Turkey's Deepening Economic Crisis: Inflation at 30 Percent

December 30, 2021 Topic: Turkey Blog Brand: The Buzz Tags: TurkeyInflationLiraRecep Tayyip ErdoganEconomic Crisis

Turkey's Deepening Economic Crisis: Inflation at 30 Percent

Turkey’s high inflation rate has come after the country’s interest rates were slashed by the central bank under pressure from President Recep Tayyip Erdogan.

Turkey’s annual inflation rate exceeded 30 percent in December, according to an estimate by thirteen economists surveyed by Reuters.

The economists’ forecasts varied significantly, ranging from a low of 26.4 percent to a high of 37.3 percent. Put together, however, their estimates provided a mean inflation rate of 30.6 percent. If accurate, this number amounts to Turkey’s highest inflation rate since 2003—the year in which Turkey’s parliament agreed to revalue the lira, a reform that took place in 2005.

Turkey’s high inflation rate has come after the country’s interest rates were slashed by the central bank under pressure from President Recep Tayyip Erdogan. Although interest rates are accepted to be inversely related to inflation among economists—meaning that low-interest rates lead to high inflation, and vice versa—Erdogan has argued that the opposite is true, and pushed for successively lower interest rates with the belief that inflation should decrease as well.

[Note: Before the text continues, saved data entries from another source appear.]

PR #669, opened 2019-05-15
Emcee improvements

OriolAbril:
I have started working on some emcee related improvements. It all started because of a warning about the "draws" and "chains" of the observed data, and little by little I started adding more functionalities:
* observed data is no longer created via a call to `dict_to_dataset`, thus, it won't have draw and chain dims anymore.
* `from_emcee` now has support for blobs, allowing to easily store the log_likelihood, posterior_predictive... I have tested it in both emcee2 and 3 locally, I will add tests and examples when I find some time.
* I added a `.sel()` method to InferenceData objects. It is basically thought for performing a burn-in on emcee objects (emcee has no warm-up nor burn-in by default, so at some point, the first iterations must be removed). It only takes kwargs, loops over all groups and performs dataset.sel(**kwargs) on all groups. I left it quite general so that it can be used for things different than burn-ins, but if it is really specific to emcee, I will search another way.

### DIFF
--- a/arviz/data/inference_data.py
+++ b/arviz/data/inference_data.py
@@ -110,12 +110,11 @@ class InferenceData:
         **kwargs : mapping
             It must be accepted by Dataset.sel()
         """
-
         for group in self._groups:
             dataset = getattr(self, group)
             for key, item in kwargs.items():
                 if key in list(dataset.dims):
-                    dataset = dataset.sel(key=item)
+                    dataset = dataset.sel(**{key: item})
                     setattr(self, group, dataset)
 
 
--- a/arviz/data/inference_data.py
+++ b/arviz/data/inference_data.py
@@ -98,7 +98,7 @@ class InferenceData:
         """Concatenate two InferenceData objects."""
         return concat(self, other, copy=True, inplace=False)
 
-    def sel(self, **kwargs):
+    def sel(self, inplace=True, **kwargs):
         """Perform an xarray selection on all groups.
 
         Loops over all groups to perform Dataset.sel(key=item)
@@ -110,12 +110,16 @@ class InferenceData:
         **kwargs : mapping
             It must be accepted by Dataset.sel()
         """
+        out = self if inplace else deepcopy(self)
         for group in self._groups:
             dataset = getattr(self, group)
-            for key, item in kwargs.items():
-                if key in list(dataset.dims):
-                    dataset = dataset.sel(**{key: item})
-                    setattr(self, group, dataset)
+            valid_keys = set(kwargs.keys()).intersection(dataset.dims)
+            dataset = dataset.sel(**{key: kwargs[key] for key in valid_keys})
+            setattr(out, group, dataset)
+        if inplace:
+            return None
+        else:
+            return out
 
 
 # pylint: disable=protected-access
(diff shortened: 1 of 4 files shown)


OriolAbril:
I have uploaded an example in an ipython notebook using the blobs functionality to directly get the log_likelihood and posterior_predictive in the InferenceData object directly with `az.from_emcee`. I also did the same exercise in PyMC3, to check everything made sense. They can be found [here](https://github.com/OriolAbril/Bayesian-Inference-examples/tree/dev/Multiple_Linear_Regression)

arviz/data/inference_data.py
```diff
@@ -98,6 +98,25 @@ def __add__(self, other):
         """Concatenate two InferenceData objects."""
         return concat(self, other, copy=True, inplace=False)
 
+    def sel(self, **kwargs):
```
ColCarroll: what happens if the group is not in one of the groups/datasets?

ColCarroll: er, the selection, rather (will having `sampler_statistics` break this?)

OriolAbril: There is a check for every pair _key_-_group_ to ensure that the key is one of the dimensions in the group. Thus, no error is risen when performing the burn in on the whole inference data even though the observed_data group has no draw dimension. Is this what you mean?

ColCarroll: actually, what do you think about

```python
for group in self._groups:
    dataset = getattr(self, group)
    valid_keys = set(kwargs.keys()).intersection(dataset.dims)
    dataset = dataset.sel(**{key: kwargs[key] for key in valid_keys})
    setattr(self, group, dataset)
```

I think this is significantly faster for certain use cases.

OriolAbril: Definitely much better. I wasn't really sure if this would be useful to someone else other than me. I can add copy argument too.

OriolAbril:
It should be ready for review and merge now. 

Eventually, the "changelog" of this PR has become:

* Add `.sel()` method to inference data objects. It loops over groups to apply `Dataset.sel()` in each dataset, but only for the dims present in each group to avoid errors. Tests have been implemented, and docs are present, even though I don't know where to find them in the documentation. Examples are missing.
* Fix issue with observed data in `from_emcee`. It used to contain chain and draw dims, now it doesn't.
* Add support for the blob functionality of emcee, along with tests and examples on how to use it in ArviZ.
* Add extra argument `slices`, to account for the fact that _theta_ may not be an array of scalar variables. Tests and examples present too.

arviz/data/inference_data.py
```diff
@@ -110,12 +110,16 @@ def sel(self, **kwargs):
...
             It must be accepted by Dataset.sel()
         """
+        out = self if inplace else deepcopy(self)
         for group in self._groups:
             dataset = getattr(self, group)
-            for key, item in kwargs.items():
-                if key in list(dataset.dims):
-                    dataset = dataset.sel(**{key: item})
-                    setattr(self, group, dataset)
+            valid_keys = set(kwargs.keys()).intersection(dataset.dims)
```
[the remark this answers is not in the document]
OriolAbril: Is order important? I thought that the order of kwarg arguments did not matter in `sel()`

OriolAbril:
I have just realized that the `sel()` method is actually like `get_coords()` in plot utils, we can mimic the behaviour and raise errors too in `sel()` instead of letting xarray handle them. 

Another option (which may not be incompatible) would be to "generalize" `get_coords` to work on both datasets and inferencedata objects.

So far, the opposite has happened, and observers have criticized the Turkish leader for jeopardizing the central bank’s independence. Turkey’s inflation rate has exceeded twenty percent over the past three months, leading to wide-ranging price increases within the country. In December alone, food prices across the country rose by 25.75 percent, resulting in a 55 percent increase from the beginning of the year, according to a report released by the Confederation of Turkish Trade Unions, the country’s oldest trade union association.

The central bank has claimed that this inflation has been driven by temporary factors and would return to normal over time. It predicted that the nation’s year-end inflation rate would be 18.4 percent in October. The Turkish Statistical Institute, which also tracks the country’s inflation data, is scheduled to release its estimate of the December inflation rate on January 3.

Erdogan’s government was briefly able to stop the lira’s slide in value by guaranteeing Turkish citizens’ bank deposits, stabilizing their value by promising to protect their parity against other currencies. This guarantee led to a massive surge in the lira’s value, raising it from roughly 6 cents to the dollar to 9 cents, although it has since begun to depreciate again. On Wednesday, it decreased an additional 2 percent against the dollar, according to reporting by Reuters.

Trevor Filseth is a current and foreign affairs writer for the National Interest.